### EXERCISE GOAL
Search the data for the word "argumentName". Reproduce every line where it is found.

Collected data entries
= Beginning of Section =
PR #247, opened 2020-11-04
Explicit message for keyword/positional argument conflict

BCSharp:
There are a number of issues with the DLR overload resolver, which I am looking into now, but the code is so wonderfully complex that I prefer to start with something simple, to build confidence. Here is such change: it is not functional (it doesn't change how the resolving happens), it merely makes the error messages more specific in case of duplicate arguments.

Currently, for duplicate arguments, the message is "_MethodName_() got multiple values for keyword argument '_arg_'". To me it suggests that a keyword argument _arg_ is duplicated, but it can also be reported when an argument is provided by position and keyword, which is also a clash.

To be more accurate, positional/keyword clash is not handled well at all, sometimes resulting in strange messages as "_MethodName_() takes at least 2 arguments (6 given)", `IndexOutOfRangeException`, or simply no error but incorrect behaviour. Looking into the code, it seems to me that handling all those cases is not quite finished. But in this PR, I only want to establish what the appropiate error message should be in such cases, and than later build on it when resolving the actual problems.

For reference, Python (CPython) will issue  "_funcname_() got multiple values for keyword argument '_arg_'" **only** when there is a keyword/keyword clash. For positional/keyword clash, CPython uses "_funcname_() got multiple values for argument '_arg_'" (for user defined functions) and "argument for _funcname_() given by name ('_arg_') and position (_n_)" (for built-in functions). Not that DLR has to follow Python, but lacking better ideas I borrowed the builtin message from Python here.

Some notes about the implementation choices: the reason for a specific method binding failure is being carried around in an object of type `CallFailure`. This class has a property `Reason` of enum type `CallFailureReason`. I was tempted to add a new constant to that enum, say, `DuplicateArgument`, but it is in public API, so worth some consideration. On one hand, [.NET Core guidelines](https://docs.microsoft.com/en-us/dotnet/core/compatibility/) allow it, but what would clients do when they read a value that falls outside the expected enum range? Also, [reading comments on the `DuplicateKeyword` contant](https://github.com/IronLanguages/dlr/blob/57dea695e634b221f61b564746ce4aa3c76e66f7/Src/Microsoft.Dynamic/Actions/Calls/CallFailureReason.cs#L24), it seems that the original intent was to cover both cases with the same enum. So I settled on a change that adds an extra property enabling to differentiate the two cases further down the road. Besides, the extra property carries useful information for error reporting. (Although, looking ahead, I see opportunity/need to add more enum values for some new cases). The type of the property could be better `IReadOnlyList<int>`, but that is also true for the other like-like properties, so I stayed with `List<int>` for consistency. 

Arguably, the error message could have simply been "_MethodName_() got multiple values for argument '_arg_'", but since the information abouth the positional argument is there, why not show it to the user. It will either help the user to diagnose their problem (if the reported position correct), or help us to spot bugs in the DLR (if incorrect).

This brings me to the last point: about the meaning of the _position_. As I see it, it can be interpreted as either a position of the offending argument that is given without a name, or a position of the parameter, which is being claimed by a positional argument and a keyword argument. Typically they are the same, but not always. Personally, as a user, I would expect the position of the argument being reported, but the DLR reports the position of the parameter. Also, interestingly, CPython reports the position of the parameter, so I assume this is fine. Here is an example:

~~~
Python 3.4.4 (v3.4.4:737efcadf5a6, Dec 20 2015, 20:20:57) [MSC v.1600 64 bit (AMD64)] on win32
Type "help", "copyright", "credits" or "license" for more information.
>>> import datetime
>>> datetime.date(year=2020, *(11, 2)) 
Traceback (most recent call last):   
  File "<stdin>", line 1, in <module>
TypeError: Argument given by name ('year') and position (1)
~~~

### DIFF
--- a/Src/Microsoft.Dynamic/Actions/Calls/ActualArguments.cs
+++ b/Src/Microsoft.Dynamic/Actions/Calls/ActualArguments.cs
@@ -92,6 +92,7 @@ namespace Microsoft.Scripting.Actions.Calls {
 
             List<string> unboundNames = null;
             List<string> duppedNames = null;
+            List<int> duppedPositionals = null;
 
             int positionalArgCount = Arguments.Count;
 
@@ -100,20 +101,23 @@ namespace Microsoft.Scripting.Actions.Calls {
                 if (paramIndex >= 0) {
                     int nameIndex = paramIndex - positionalArgCount;
 
-                    // argument maps to already bound parameter:
-                    if (paramIndex < positionalArgCount || boundParameters[nameIndex]) {
-                        if (duppedNames == null) {
-                            duppedNames = new List<string>();
-                        }
+                    if (paramIndex < positionalArgCount) {
+                        // argument maps to already bound positional parameter
+                        duppedNames ??= new List<string>();
+                        duppedPositionals ??= new List<int>(duppedNames.Count);
                         duppedNames.Add(ArgNames[i]);
+                        duppedPositionals.Add(method.PositionOfParameter(ArgNames[i]));
+                    } else if (boundParameters[nameIndex]) {
+                        // argument maps to already bound named parameter
+                        duppedNames ??= new List<string>();
+                        duppedNames.Add(ArgNames[i]);
+                        duppedPositionals?.Add(0);
                     } else {
                         permutation[i] = nameIndex;
                         boundParameters[nameIndex] = true;
                     }
                 } else {
-                    if (unboundNames == null) {
-                        unboundNames = new List<string>();
-                    }
+                    unboundNames ??= new List<string>();
                     unboundNames.Add(ArgNames[i]);
                 }
             }
@@ -121,12 +125,14 @@ namespace Microsoft.Scripting.Actions.Calls {
             binding = new ArgumentBinding(positionalArgCount, permutation);
 
             if (unboundNames != null) {
-                failure = new CallFailure(method, unboundNames.ToArray(), true);
+                failure = new CallFailure(method, unboundNames.ToArray(), unassignable: true);
                 return false;
             }
 
             if (duppedNames != null) {
-                failure = new CallFailure(method, duppedNames.ToArray(), false);
+                failure = duppedPositionals != null ?
+                    new CallFailure(method, duppedNames.ToArray(), duppedPositionals.ToArray()) :
+                    new CallFailure(method, duppedNames.ToArray(), unassignable: false);
                 return false;
             }
 
--- a/Src/Microsoft.Dynamic/Actions/Calls/ActualArguments.cs
+++ b/Src/Microsoft.Dynamic/Actions/Calls/ActualArguments.cs
@@ -4,7 +4,9 @@
 
 using System.Collections;
 using System.Collections.Generic;
+using System.Diagnostics;
 using System.Dynamic;
+using System.Linq;
 
 using Microsoft.Scripting.Utils;
 
@@ -104,7 +106,7 @@ namespace Microsoft.Scripting.Actions.Calls {
                     if (paramIndex < positionalArgCount) {
                         // argument maps to already bound positional parameter
                         duppedNames ??= new List<string>();
-                        duppedPositionals ??= new List<int>(duppedNames.Count);
+                        duppedPositionals ??= Enumerable.Repeat(0, duppedNames.Count).ToList();
                         duppedNames.Add(ArgNames[i]);
                         duppedPositionals.Add(method.PositionOfParameter(ArgNames[i]));
                     } else if (boundParameters[nameIndex]) {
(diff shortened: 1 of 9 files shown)


Src/Microsoft.Dynamic/Actions/Calls/ActualArguments.cs
```diff
@@ -100,33 +101,38 @@ public sealed class ActualArguments {
...
+                        // argument maps to already bound positional parameter
+                        duppedNames ??= new List<string>();
+                        duppedPositionals ??= new List<int>(duppedNames.Count);
                         duppedNames.Add(ArgNames[i]);
+                        duppedPositionals.Add(method.PositionOfParameter(ArgNames[i]));
+                    } else if (boundParameters[nameIndex]) {
+                        // argument maps to already bound named parameter
+                        duppedNames ??= new List<string>();
+                        duppedNames.Add(ArgNames[i]);
+                        duppedPositionals?.Add(0);
```
slozier, line 114: Is it possible for the two lists to go out of sync? For example if this branch is taken first and then the other branch? If not then wouldn't the following hold true?
```C#
Debug.Assert(duppedPositionals is null || duppedNames.Length == duppedPositionals.Length);
```

Src/Microsoft.Dynamic/Actions/Calls/MethodCandidate.cs
```diff
@@ -95,6 +95,22 @@ public sealed class MethodCandidate {
             return -1;
         }
 
+        internal int PositionOfParameter(string name) {
+            for (int i = 0, p = 1; i < _parameters.Count; i++) {
+                if (_parameters[i].IsHidden) {
```
slozier, line 100: Maybe:
```C#
var parameter = _parameters[i];
```

Src/Microsoft.Dynamic/Runtime/BinderOps.cs
```diff
@@ -152,6 +152,10 @@ public static class BinderOps {
             return new ArgumentTypeException($"{name}() got multiple values for keyword argument '{argumentName}'");
         }
 
+        public static ArgumentTypeException TypeErrorForDuplicateArgument(string name, int position, string argumentName) {
+            return new ArgumentTypeException($"Argument for {name}() given by name ('{argumentName}') and position ({position})");
```
slozier, line 156: If we're picking the message to match CPython, then in newer versions it looks like they use lower-case "a" in argument. I don't particularly care either way, just something to consider.

Src/Microsoft.Dynamic/Actions/Calls/CallFailure.cs
```diff
@@ -17,27 +20,41 @@ namespace Microsoft.Scripting.Actions.Calls {
...
         }
 
         internal CallFailure(MethodCandidate candidate, string[] keywordArgs, bool unassignable) {
+            Candidate = candidate;
             Reason = unassignable ? CallFailureReason.UnassignableKeyword : CallFailureReason.DuplicateKeyword;
+            _keywordArgs = keywordArgs;
+            _positionalArgs = EmptyArray<int>.Instance;
+        }
+
+        internal CallFailure(MethodCandidate candidate, string[] keywordArgs, int[] positionalArgs) {
```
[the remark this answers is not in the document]
BCSharp: I like your suggestion. Luckily it is internal, I wouldn't want to change a public constructor.

Src/Microsoft.Dynamic/Runtime/BinderOps.cs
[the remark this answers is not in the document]
BCSharp: I was aware of that. I didn't elaborate that in my initial description because it was already long and convoluted...

I chose the capital "A" because it is the DLR and all (most?) messages it produces are properly sentence-capitalized. This is also the convention throughout .NET. I don't particularly care either, as long as the messages are clear, unambiguous, fairly precise, helpful, and accurate. Also, the same error condition can be perceived and reported from various angles. For instance, what if there is a positional, and two keyword arguments clashing? I think it doesn't matter as long as the message is correct from some point.

CPython is also not consistent in its choices of reporting perspectives. As a teaser, the example I gave in my PR description looks differently in 3.9:

~~~
Python 3.9.0 (tags/v3.9.0:9cf6752, Oct  5 2020, 15:34:40) [MSC v.1927 64 bit (AMD64)] on win32
Type "help", "copyright", "credits" or "license" for more information.
>>> import datetime
>>> datetime.date(year=2020, *(11, 2))
Traceback (most recent call last):
  File "<stdin>", line 1, in <module>
TypeError: function missing required argument 'day' (pos 3)
~~~

Src/Microsoft.Dynamic/Actions/Calls/ActualArguments.cs
BCSharp: My mistake. I forgot that the number given to the List constructor is the capacity, not size. The assertion you wrote was supposed to hold. Although strictly speaking `duppedPositionals` are allowed to be shorter than `duppedNames`, this is not what the code here intends to do.

Thanks for checking!

slozier (approved):
Thanks!

PR #248, opened 2020-11-07
Use `nameof` for static names

BCSharp:
This assists static code analyzers like Visual Studio, and ultimately efforts to understand/reverse-engineer the code.

The update is extensive but fairly straightforward, and since there is no functional change I hope i can qualify to be included before release. There will be an accompanying update on the IronPython 3 side because of a change to a code generation script.


slozier (approved):
Looks good to me. Any reason why you used the full namespace for the `Marshal` nameofs?

BCSharp:
In some classes the type `Marshal` clashes with the same-named method overridden in those classes.

Issue #249, opened 2020-11-13
A case against positional or by keyword binding of ParamArray/ParamDictionary parameters


BCSharp:
There is a certain inconsistency in handling parameters marked with `ParamArrayAttribute` or `ParamDictionaryAttribute`. It is reflected in both comments in the DLR code, as well as code itself. Since this is a fundamental concept in the overload resolution, I want to discuss it explicitly and agree on a principle, before changing the DLR behaviour in one way or another. It would be very useful to know which behaviour is desirable and which should be considered a bug. Once this principle is agreed on and implemented, it may be difficult to reverse on it in the future, since many parts of the overload resolution code depend on it.

Let's look at the current situation first. For instance, `ParameterWrapper.cs` [reads](https://github.com/IronLanguages/dlr/blob/af4d5595d593596b64cf2c0337de2fd8ae1bf47b/Src/Microsoft.Dynamic/Actions/Calls/ParameterWrapper.cs#L60):

    // params arrays & dictionaries don't allow assignment by keyword

On the other hand, a comment on `ParamDictionaryAttribute` [reads](https://github.com/IronLanguages/dlr/blob/af4d5595d593596b64cf2c0337de2fd8ae1bf47b/Src/Microsoft.Scripting/Runtime/ParamDictionaryAttribute.cs#L24):

    /// For languages which don't have language level support the user will be required to
    /// create and populate the dictionary by hand.
    /// 
    /// This attribute is the dictionary equivalent of the System.ParamArrayAttribute.

This suggests that it should be possible to pass such param dictionary and/or param array somehow. Since passing by keyword should be forbidden, this leaves that passing by position should be supported. But this leads to logical inconsistencies, which I describe a little bit later below.

On the actual code side, some parts of the code assume that passing param dictionary/array by keyword is allowed, and some assume that it is forbidden. This leads to erroneous behaviour, ranging from unexpected results, through confusing error messages, to exceptions thrown. Example (from IronPython):

```Python
import clr
clr.AddReference("rowantest.methodargs")
from Merlin.Testing.Call import VariousParameters
obj = VariousParameters()
obj.M560(1, 2, 3, z=4, b=5, c=6)
```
= End of Section =
### TASK ANSWER
             return new ArgumentTypeException($"{name}() got multiple values for keyword argument '{argumentName}'");
+        public static ArgumentTypeException TypeErrorForDuplicateArgument(string name, int position, string argumentName) {
+            return new ArgumentTypeException($"Argument for {name}() given by name ('{argumentName}') and position ({position})");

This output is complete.